Saturday, January 6, 2024

The Draw #3: Jerilyn Dufresne

A new daily series for the TAPAS blog. I wrote down names on little slips of paper, the names of everyone currently in the TAPAS Facebook group and Discord server, 41 people altogether, and will be drawing one name every day to write about them and their history with the group.

Today I drew Jerilyn Dufresne. Well, not sure how much justice I can do to her story by starting with the part where I came in, but that's all I know.

I first met Jeri in the cast of my second show at QCT, She Loves Me, in which she regularly came in and out as a grouchy old lady. Offstage she wasn't grouchy at all, and the script didn't necessarily call for it, but I could tell she was loving it.

Her name came up again when I returned to Quincy, intent on producing Mason Ellison's play, Better Yet?, as an audio drama. We were still short one cast member, someone to play the therapist. Only in passing did I mention it to the theatre director Brandon, but Jeri's name immediately came to mind for him, and Mason agreed that was perfect.

As I discovered, this wasn't just because she has the warm and kind personality, but because she is in fact a psychotherapist. As such, she spent some of the show's early development gently revising her lines to be more authentic to what a professional would really say. Her scenes were the first part we recorded, and she came back for the Chit-Chat episode with much wonderful insight.

Then when I was in Beauty and the Beast, she worked backstage; helped me with a tricky costume change I had to do, and one night helped me work through an anxiety attack I was having as the show was about to begin... couldn't tell you why that happened to me. If there was a reason to panic, I don't remember what it was. I know that performance anxiety is more prevalent in the general population than the fear of death, but for me, performing in a show that I've been rehearsing for months is the least anxiety-inducing thing I can imagine. Odd.

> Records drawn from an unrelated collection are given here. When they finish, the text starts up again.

PR #371, opened 2021-03-10
Profile search privacy

mataslauzadis:
- Moved the existing Profile /search/ code to a new endpoint, /filtered/, only accessible by AdminRole and StaffRole
- Made a new endpoint for /search/ which returns the desired parameters, as well as filtering out the Profiles that have the TeamStatus "Not Looking" (this status can be changed to whatever we need it to be)


heesooy (approved):
LGTM

PR #375, opened 2021-03-17
Feat/less leaderboard fields

mataslauzadis:
- Allow anyone to access the /profile/leaderboard/ endpoint
- Limit return fields of the /profile/leaderboard/ endpoint to id, firstName, lastName, points

### DIFF
--- a/gateway/services/profile.go
+++ b/gateway/services/profile.go
@@ -47,7 +47,7 @@ var ProfileRoutes = arbor.RouteCollection{
 		"GetProfileLeaderboard",
 		"GET",
 		"/profile/leaderboard/",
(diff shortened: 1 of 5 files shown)


gateway/services/profile.go
```diff
@@ -47,7 +47,7 @@ var ProfileRoutes = arbor.RouteCollection{
 		"GetProfileLeaderboard",
 		"GET",
 		"/profile/leaderboard/",
-		alice.New(middleware.AuthMiddleware([]models.Role{models.AdminRole, models.AttendeeRole, models.StaffRole, models.MentorRole}), middleware.IdentificationMiddleware).ThenFunc(GetProfileLeaderboard).ServeHTTP,
+		http.HandlerFunc(GetProfileLeaderboard).ServeHTTP,
```
mataslauzadis, line 50: This line can also be changed to:
`
alice.New().ThenFunc(GetProfileLeaderboard).ServeHTTP,
`
but since we are not using middlewares I removed the instantiation of Alice.

heesooy (approved):

PR #155, opened 2019-04-23
Improve sending raw messages to NATS Server(s)

afiune:
We are improving the way we send raw messages to our Internal and
External NATS Servers.

You can now start only the applications service and send a raw message
through the internal NATS server:
```
[2][default:/src:0]# applications_publish_raw_message
INFO[0000] Connecting to NATS Server                     client_id=applications-publisher cluster_id=event-service mtls_enabled=true nats_url="nats://0.0.0.0:10140"
INFO[0000] Publishing message                            message=dummy-ping-message type=bytes
[3][default:/src:0]# sl
--> Tailing the Habitat Supervisor's output (use 'Ctrl+c' to stop)
[2019-04-23T19:36:43+00:00] applications-service.default(O): time="2019-04-23T19:36:43Z" level=error msg="Unknown message, dropping" data=dummy-ping-message subject=habitat
```

Or do it through the External NATS Server. (You will have to start all
services first since we need auth)

```
[1][default:/src:0]# start_all_services
[2][default:/src:0]# applications_publish_raw_message_via_gw "Hello world"
[3][default:/src:0]# sl
--> Tailing the Habitat Supervisor's output (use 'Ctrl+c' to stop)
[2019-04-23T19:36:43+00:00] applications-service.default(O): time="2019-04-23T19:36:43Z" level=error msg="Unknown message, dropping" data="Hello world" subject=habitat
```


.studio/applications-service
```diff
@@ -77,40 +77,39 @@ function applications_integration() {
...
+}
+
+document "applications_publish_raw_message_via_gw" <<DOC
+  Publish a raw message to the External NATS Server (event-gateway)
+
+  Example: Publish a hello world message
+  --------------------------------------
+  # applications_publish_raw_message_via_gw "Hello World!"
+DOC
+function applications_publish_raw_message_via_gw() {
```
danielsdeleo: Hmm, so in https://github.com/chef/automate/pull/168 I'm providing a config option that can disable TLS since TLS+NATS isn't yet working on the rust side. In order for the folks working on that stuff to make progress they'll have to disable TLS here. In the referenced PR, there is a flag to disable TLS when you run `applications-publisher`.... but I'm not sure how we best make that work with this helper. Ideas?

afiune: @danielsdeleo  This has nothing to do with TLS. This is a helper method that sends a *raw* message from both NATs Servers. Internal and External.

Do you see any problem with this PR and yours? Do you think they collide? 🤔

danielsdeleo: @afiune for one, there's git conflict since we both edited the applications-publisher. Not a big deal, just calling it out.

The bigger issue is that applications-publisher now needs to know whether it should use TLS when connecting to the server. The reason for this is that in dev, we use a self-signed certificate for TLS, so we have to disable certificate verification. When we pass the `&tls.Config{}` in to NATS with the `InsecureSkipVerify` option, this has the effect of making the NATS client _demand_ TLS--it will hang up on the server if the server isn't using TLS. So the way I "solved" for that was to just add a CLI flag to the applications publisher so you can turn off TLS. 

If folks on the habitat team are going to meaningfully use this helper in their testing, they will need it to work with TLS disabled (for now) since that's how they need to configure automate (because we're waiting for a proper implementation of TLS in the rust NATS library).

That means they can't use your helper as-is because there's no way to pass in the `--disable-tls` flag to applications publisher, so the command will always fail when testing against automate with TLS disabled at the event-gateway.

I'm not sure what feels most nice-to-use to you as the fix for that. One way to go could be to use `shift` to pop the first argument to the helper and then pass everything else verbatim to the `applications-helper`, similar to how I made the wrapper for `make` work https://github.com/chef/automate/blob/b3055c198189323f10b4da4c10185b1ef9374a1e/.studio/golang#L271-L275

components/applications-service/cmd/applications-publisher/main.go
```diff
@@ -22,11 +22,12 @@ NATS Flags:
 	--uniq-client-id     Generate a unique client-id to connect to server
 	--infinite-stream    Publish message every second intinitely
 	--internal-nats      Connect to the Automate Internal NATS Server
+	--disable-tls        Disables TLS when connecting to the server (only applies for event-gateway/external NATS)
```
afiune: @danielsdeleo I moved this parameter to the flags section.

PR #158, opened 2019-04-23
use test framework to spin up a2 cluster

jaym:
Currently, run's 2 A2 nodes and 2 HA backend nodes

```
EXTERNAL_ONLY=1 HAB_ORIGIN=jaym ./integration/run_test ./integration/tests/multi_node.sh
```

Still todo is a load balancer

### DIFF
--- a/integration/services/automate_cluster/init
+++ b/integration/services/automate_cluster/init
@@ -1,0 +1,52 @@
+#!/bin/bash
+
+AUTOMATE_CLUSTER_DIR=$(dirname ${BASH_SOURCE[0]})
+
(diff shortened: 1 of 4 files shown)


integration/services/automate_cluster/init
```diff
@@ -0,0 +1,52 @@
...
+}
+
+automate_cluster_dump_logs() {
+    :
+}
+
+automate_cluster_teardown() {
+    docker stop "$automate_cluster_container1"
+    docker stop "$automate_cluster_container2"
+    docker stop "$automate_cluster_container_nginx"
```
yzl: [nit] it doesn't look like we're starting the nginx container?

And our most recent collab was in the student production of The Hobbit, where I was Smaug and she was a few dumb goblins, getting just as into the fight scenes as all the kids.

Our most recent interaction came as a result of my work with my employment specialist. Having lost my dishwashing job, I was feeling that the only thing I could possibly do... is write. Surely there had to be a way, other than making it big, that I could make money with the one thing in the world I don't suck at. Not knowing where to begin, my specialist set me up for a video call with a local writer. It was a bit weird to be scheduled for a business call with my good friend Jerilyn.


For Jeri is the author of the Sam Darling mysteries, currently a nine-book series that's run for as many years -- not annual or anything, the first four all came out in the same year. In our meeting, she told me about how she went about publishing the series; how at first she put the money and effort into promotion and got the series on the bestseller list, but subsequently hasn't bothered, relying on the existing reader base to pick up new installments when they come out; not making a living as an author, just a hefty side hustle.

She confirmed what I had suspected: that freelance fiction writing isn't a thing that people do. Freelance writing focuses on academics and journalism, stuff that's way over my head. People with a story to tell, even those with money to hire writers, tend to believe they can write those stories themselves. I'm not about to assume they're wrong. Ghostwriting exists, of course, but it's a very sus and shady field from all that I've seen.

So... I'm washing dishes again. But Jeri's advice was to write a book. So I'm pondering that as well, alongside all the other stuff we're doing around here.